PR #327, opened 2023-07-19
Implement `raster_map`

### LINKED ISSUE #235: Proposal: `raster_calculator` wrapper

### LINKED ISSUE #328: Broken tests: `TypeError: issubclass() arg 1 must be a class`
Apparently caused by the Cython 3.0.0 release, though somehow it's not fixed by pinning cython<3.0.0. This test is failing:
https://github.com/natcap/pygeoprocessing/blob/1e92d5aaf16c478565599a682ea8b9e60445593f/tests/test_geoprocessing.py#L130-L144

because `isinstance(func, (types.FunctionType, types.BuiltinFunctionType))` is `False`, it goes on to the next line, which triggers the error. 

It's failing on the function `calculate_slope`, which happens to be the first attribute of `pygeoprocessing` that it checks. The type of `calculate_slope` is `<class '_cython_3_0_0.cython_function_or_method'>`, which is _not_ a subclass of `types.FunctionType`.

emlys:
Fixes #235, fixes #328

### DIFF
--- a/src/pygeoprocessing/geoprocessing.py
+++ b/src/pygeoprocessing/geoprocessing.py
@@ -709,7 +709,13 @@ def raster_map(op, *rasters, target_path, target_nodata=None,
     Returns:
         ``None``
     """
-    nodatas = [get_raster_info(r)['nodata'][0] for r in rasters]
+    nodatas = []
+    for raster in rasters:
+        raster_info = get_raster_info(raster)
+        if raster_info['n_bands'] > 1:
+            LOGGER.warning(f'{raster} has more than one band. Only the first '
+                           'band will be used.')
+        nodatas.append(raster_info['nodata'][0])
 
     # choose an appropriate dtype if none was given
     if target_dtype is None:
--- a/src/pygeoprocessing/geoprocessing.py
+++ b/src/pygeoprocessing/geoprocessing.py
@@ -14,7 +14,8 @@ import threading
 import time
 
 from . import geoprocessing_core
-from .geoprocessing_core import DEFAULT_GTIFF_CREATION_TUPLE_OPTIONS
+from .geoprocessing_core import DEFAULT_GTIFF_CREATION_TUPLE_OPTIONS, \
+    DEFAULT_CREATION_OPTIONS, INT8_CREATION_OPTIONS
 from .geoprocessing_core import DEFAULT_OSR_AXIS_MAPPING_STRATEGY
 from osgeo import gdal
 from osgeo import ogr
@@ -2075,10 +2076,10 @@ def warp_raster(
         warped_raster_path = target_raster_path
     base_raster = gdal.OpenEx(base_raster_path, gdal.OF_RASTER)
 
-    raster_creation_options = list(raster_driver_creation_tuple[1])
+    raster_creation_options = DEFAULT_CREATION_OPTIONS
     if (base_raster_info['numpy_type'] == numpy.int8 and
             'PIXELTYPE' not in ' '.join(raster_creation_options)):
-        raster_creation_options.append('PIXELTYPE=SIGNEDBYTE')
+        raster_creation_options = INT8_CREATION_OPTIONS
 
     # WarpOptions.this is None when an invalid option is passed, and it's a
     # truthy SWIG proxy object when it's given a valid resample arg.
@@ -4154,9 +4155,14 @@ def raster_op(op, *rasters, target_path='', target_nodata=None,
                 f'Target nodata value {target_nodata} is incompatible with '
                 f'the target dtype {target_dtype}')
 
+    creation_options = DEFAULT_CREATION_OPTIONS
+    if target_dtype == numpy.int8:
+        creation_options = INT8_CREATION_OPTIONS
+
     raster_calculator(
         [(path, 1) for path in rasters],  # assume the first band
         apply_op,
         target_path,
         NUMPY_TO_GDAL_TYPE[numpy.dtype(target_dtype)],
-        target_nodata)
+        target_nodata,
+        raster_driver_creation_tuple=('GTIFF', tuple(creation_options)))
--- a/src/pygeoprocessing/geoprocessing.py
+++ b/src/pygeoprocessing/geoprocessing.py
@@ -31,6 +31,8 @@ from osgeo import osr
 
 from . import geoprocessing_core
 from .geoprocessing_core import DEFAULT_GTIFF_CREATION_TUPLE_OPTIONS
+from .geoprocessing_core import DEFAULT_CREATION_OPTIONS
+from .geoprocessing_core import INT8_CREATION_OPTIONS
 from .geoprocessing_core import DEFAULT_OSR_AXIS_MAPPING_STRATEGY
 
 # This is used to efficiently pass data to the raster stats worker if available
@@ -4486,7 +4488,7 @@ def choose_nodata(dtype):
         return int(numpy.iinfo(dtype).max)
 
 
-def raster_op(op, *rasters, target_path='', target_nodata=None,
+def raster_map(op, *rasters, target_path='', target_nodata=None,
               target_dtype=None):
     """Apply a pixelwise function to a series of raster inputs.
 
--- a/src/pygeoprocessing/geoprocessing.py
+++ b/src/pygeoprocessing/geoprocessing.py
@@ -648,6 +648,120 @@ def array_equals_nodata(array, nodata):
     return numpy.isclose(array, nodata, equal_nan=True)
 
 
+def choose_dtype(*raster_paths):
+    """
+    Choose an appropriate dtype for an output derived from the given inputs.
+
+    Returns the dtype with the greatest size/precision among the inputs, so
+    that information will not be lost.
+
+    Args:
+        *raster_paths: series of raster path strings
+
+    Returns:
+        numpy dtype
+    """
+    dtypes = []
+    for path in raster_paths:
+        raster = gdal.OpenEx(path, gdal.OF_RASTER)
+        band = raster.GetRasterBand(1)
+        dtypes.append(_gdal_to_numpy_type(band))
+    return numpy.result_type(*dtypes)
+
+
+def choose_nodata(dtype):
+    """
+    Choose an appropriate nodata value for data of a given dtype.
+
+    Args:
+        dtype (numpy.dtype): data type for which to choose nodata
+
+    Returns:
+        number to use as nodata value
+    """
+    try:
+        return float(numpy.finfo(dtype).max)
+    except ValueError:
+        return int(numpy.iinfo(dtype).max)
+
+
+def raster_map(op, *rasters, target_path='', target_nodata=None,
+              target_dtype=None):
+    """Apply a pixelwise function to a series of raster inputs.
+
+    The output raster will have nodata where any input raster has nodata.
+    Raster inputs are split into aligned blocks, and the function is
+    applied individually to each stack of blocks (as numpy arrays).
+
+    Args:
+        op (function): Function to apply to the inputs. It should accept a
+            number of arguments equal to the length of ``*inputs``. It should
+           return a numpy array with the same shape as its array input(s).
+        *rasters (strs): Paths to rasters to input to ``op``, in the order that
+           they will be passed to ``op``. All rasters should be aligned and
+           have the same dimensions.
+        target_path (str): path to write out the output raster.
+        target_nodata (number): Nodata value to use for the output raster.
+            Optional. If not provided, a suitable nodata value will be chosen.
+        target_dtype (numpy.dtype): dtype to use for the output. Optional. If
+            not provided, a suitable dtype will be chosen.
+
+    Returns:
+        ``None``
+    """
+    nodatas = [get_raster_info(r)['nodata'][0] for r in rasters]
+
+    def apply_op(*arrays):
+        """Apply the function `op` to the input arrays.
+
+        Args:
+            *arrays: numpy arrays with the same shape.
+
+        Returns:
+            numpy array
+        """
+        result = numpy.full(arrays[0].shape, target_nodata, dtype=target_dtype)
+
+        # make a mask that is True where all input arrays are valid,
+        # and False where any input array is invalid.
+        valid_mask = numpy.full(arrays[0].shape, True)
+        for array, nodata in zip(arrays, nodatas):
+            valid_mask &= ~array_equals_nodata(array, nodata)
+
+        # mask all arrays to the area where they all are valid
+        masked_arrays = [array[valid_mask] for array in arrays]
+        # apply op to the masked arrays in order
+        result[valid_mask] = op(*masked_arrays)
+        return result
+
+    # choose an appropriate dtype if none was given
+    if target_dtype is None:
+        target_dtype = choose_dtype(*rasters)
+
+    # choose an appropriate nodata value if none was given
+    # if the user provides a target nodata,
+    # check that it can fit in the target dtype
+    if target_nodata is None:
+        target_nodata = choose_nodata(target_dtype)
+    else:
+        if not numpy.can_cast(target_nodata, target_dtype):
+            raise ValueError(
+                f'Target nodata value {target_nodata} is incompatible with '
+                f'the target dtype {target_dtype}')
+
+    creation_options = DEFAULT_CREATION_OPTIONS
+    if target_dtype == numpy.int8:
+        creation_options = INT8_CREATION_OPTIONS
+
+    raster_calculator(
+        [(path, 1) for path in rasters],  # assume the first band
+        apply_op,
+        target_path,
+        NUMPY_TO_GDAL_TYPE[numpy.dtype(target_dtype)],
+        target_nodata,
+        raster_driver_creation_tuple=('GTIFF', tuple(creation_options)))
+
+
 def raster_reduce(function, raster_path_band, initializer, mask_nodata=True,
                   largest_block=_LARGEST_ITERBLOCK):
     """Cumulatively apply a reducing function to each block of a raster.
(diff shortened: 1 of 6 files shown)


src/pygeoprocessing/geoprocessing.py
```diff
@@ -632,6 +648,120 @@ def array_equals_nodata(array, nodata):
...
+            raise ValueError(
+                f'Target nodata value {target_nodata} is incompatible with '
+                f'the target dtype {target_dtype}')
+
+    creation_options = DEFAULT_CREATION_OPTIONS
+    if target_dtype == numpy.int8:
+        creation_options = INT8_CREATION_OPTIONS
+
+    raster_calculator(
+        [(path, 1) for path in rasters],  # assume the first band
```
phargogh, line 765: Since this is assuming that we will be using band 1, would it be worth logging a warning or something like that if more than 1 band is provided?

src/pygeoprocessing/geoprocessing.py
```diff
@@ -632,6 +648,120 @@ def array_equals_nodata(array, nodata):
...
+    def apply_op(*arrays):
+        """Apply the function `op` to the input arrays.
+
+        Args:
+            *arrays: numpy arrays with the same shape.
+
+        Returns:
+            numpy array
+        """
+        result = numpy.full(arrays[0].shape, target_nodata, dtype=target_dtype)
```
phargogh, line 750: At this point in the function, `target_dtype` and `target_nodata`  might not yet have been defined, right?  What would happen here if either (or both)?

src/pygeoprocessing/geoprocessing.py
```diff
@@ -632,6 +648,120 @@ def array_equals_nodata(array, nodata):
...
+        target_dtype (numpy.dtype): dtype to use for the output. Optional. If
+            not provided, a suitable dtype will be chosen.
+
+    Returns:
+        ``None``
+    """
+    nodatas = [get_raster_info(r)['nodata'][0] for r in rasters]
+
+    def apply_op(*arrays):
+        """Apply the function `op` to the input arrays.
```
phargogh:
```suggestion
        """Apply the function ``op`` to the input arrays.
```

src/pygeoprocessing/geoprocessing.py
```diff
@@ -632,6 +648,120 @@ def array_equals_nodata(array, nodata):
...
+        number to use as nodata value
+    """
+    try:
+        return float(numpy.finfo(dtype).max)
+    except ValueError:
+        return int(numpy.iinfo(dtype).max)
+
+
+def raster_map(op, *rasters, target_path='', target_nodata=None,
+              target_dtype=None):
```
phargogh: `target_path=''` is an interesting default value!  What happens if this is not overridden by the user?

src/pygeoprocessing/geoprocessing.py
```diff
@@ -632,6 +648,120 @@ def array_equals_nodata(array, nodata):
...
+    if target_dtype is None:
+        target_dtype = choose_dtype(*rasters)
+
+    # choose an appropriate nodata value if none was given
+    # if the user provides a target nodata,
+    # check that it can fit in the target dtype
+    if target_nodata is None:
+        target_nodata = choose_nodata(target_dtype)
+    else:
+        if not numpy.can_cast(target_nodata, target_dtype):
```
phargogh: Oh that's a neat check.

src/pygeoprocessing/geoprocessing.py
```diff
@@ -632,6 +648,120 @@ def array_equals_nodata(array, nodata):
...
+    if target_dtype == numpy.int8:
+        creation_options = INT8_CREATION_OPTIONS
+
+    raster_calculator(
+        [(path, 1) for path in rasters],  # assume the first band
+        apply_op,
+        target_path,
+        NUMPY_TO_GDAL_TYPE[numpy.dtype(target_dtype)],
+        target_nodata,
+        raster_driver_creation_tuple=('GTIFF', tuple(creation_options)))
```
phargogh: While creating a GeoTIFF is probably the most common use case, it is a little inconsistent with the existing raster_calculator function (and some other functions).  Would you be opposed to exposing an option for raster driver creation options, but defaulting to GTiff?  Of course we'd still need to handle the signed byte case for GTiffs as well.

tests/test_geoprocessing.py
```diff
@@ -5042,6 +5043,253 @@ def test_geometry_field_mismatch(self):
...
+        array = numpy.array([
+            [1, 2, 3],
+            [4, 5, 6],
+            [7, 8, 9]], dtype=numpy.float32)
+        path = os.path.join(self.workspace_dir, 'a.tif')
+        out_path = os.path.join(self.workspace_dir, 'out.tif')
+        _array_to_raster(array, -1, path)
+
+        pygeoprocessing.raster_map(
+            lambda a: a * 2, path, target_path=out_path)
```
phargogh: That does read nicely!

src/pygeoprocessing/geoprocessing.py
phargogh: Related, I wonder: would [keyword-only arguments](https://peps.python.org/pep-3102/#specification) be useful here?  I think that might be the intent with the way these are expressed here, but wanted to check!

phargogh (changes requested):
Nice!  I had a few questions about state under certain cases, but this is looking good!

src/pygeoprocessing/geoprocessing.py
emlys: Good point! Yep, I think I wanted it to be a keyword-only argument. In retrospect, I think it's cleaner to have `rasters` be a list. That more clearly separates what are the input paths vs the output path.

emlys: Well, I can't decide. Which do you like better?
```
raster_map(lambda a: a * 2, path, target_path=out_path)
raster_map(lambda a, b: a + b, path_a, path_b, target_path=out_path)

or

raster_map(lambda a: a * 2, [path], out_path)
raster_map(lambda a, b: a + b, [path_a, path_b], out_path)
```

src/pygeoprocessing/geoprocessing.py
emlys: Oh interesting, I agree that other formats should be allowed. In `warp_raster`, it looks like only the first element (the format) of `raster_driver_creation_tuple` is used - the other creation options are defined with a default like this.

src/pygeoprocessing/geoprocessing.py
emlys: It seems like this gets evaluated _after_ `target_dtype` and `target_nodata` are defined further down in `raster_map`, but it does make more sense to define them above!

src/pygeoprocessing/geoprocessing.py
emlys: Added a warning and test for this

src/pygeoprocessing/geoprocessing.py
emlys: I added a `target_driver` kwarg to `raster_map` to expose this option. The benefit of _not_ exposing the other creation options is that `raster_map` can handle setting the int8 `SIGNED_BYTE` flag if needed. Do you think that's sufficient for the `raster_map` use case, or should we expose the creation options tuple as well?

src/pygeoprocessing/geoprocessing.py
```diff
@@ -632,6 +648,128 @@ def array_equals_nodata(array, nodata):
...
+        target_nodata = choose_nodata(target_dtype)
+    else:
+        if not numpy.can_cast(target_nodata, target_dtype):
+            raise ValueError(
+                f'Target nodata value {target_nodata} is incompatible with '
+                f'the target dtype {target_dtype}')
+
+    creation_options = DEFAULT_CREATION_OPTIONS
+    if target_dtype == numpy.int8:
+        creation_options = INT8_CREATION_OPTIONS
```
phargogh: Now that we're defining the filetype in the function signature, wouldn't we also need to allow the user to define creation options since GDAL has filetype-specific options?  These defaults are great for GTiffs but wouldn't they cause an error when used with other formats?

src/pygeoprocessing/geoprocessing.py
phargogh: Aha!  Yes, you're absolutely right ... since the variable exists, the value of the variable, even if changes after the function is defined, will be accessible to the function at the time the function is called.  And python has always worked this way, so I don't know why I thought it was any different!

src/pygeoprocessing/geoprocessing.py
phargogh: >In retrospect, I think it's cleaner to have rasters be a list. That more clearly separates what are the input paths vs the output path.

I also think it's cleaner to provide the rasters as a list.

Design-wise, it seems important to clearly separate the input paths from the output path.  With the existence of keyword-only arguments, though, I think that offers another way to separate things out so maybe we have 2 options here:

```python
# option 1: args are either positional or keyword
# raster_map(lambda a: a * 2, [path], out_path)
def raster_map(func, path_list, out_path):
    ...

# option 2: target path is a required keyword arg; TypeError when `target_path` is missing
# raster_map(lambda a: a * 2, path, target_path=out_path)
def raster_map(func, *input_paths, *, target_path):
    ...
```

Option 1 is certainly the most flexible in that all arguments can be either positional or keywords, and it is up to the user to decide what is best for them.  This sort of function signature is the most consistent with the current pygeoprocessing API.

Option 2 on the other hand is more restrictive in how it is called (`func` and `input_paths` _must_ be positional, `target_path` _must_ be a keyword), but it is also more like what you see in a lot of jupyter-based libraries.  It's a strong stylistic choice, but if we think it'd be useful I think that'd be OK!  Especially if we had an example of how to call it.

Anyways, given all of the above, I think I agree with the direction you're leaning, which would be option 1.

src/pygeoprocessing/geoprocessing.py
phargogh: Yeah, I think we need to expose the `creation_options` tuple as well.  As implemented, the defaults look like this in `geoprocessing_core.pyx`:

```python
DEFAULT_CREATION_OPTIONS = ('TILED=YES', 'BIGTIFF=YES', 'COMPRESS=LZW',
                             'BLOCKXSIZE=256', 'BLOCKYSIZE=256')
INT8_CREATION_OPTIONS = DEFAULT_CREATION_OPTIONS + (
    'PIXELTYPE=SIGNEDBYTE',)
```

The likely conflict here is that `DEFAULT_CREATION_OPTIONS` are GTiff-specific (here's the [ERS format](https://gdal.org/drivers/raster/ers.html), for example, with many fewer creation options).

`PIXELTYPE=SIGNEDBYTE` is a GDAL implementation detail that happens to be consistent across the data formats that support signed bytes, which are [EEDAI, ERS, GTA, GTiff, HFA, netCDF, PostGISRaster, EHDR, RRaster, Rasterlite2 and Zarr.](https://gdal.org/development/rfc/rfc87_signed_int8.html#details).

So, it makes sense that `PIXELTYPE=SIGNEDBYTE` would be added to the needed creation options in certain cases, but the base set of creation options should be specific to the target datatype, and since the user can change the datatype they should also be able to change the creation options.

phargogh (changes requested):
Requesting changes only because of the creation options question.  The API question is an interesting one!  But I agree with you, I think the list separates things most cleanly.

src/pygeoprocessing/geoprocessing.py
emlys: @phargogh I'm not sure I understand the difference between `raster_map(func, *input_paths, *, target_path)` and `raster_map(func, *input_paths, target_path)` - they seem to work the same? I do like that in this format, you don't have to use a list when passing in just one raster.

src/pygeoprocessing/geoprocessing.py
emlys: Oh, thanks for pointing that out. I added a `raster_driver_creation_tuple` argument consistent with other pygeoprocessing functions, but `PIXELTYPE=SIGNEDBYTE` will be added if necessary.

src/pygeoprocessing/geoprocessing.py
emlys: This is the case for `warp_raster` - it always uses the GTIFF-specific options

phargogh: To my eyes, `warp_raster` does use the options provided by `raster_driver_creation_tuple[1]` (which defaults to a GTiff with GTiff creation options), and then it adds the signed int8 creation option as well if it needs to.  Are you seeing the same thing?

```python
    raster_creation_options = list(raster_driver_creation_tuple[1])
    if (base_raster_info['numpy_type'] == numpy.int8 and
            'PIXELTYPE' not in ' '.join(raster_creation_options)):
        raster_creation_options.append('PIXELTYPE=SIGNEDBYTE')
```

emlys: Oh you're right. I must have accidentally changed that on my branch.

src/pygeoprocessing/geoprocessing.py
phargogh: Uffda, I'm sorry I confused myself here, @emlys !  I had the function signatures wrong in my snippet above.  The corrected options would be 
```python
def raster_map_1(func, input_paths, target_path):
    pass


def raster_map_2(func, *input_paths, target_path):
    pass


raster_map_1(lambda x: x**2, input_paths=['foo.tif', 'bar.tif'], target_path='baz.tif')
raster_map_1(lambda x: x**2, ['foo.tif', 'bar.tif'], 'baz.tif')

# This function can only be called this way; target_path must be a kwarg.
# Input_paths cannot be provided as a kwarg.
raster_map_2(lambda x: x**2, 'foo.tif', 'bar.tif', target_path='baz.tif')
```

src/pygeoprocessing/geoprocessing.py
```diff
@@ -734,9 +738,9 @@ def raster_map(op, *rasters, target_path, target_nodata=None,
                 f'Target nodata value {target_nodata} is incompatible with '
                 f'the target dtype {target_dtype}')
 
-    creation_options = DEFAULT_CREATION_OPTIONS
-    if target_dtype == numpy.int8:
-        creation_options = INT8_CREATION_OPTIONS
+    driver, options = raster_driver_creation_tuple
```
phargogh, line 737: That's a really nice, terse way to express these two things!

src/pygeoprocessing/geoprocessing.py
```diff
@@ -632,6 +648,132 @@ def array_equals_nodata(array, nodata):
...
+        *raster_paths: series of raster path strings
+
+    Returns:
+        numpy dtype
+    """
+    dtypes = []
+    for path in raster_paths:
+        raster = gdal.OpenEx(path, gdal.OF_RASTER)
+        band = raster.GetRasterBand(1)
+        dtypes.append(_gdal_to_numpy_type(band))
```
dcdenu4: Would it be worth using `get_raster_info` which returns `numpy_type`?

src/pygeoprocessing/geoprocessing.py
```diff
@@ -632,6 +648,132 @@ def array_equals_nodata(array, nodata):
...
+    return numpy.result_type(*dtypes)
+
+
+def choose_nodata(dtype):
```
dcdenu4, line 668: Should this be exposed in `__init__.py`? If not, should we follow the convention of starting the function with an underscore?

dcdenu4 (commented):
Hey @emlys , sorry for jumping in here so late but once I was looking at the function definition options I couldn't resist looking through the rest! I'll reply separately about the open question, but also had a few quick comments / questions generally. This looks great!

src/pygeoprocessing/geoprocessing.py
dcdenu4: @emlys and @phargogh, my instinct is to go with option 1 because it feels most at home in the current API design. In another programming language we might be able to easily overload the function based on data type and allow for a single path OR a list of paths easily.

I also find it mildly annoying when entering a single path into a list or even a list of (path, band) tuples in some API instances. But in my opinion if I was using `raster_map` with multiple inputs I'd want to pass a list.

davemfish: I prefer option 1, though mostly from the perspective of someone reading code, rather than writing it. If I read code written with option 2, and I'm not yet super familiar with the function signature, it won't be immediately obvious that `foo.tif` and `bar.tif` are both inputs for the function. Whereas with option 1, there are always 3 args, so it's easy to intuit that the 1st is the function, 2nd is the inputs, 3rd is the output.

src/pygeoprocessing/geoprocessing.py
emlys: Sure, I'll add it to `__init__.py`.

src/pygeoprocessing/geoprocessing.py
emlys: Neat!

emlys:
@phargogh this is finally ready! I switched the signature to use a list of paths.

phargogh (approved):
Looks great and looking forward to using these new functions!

- **WHAT IS REQUIRED**:
In the data above, which lines include "warning"? Return those lines.

- **TASK OUTPUT**:
+            LOGGER.warning(f'{raster} has more than one band. Only the first '
phargogh, line 765: Since this is assuming that we will be using band 1, would it be worth logging a warning or something like that if more than 1 band is provided?
emlys: Added a warning and test for this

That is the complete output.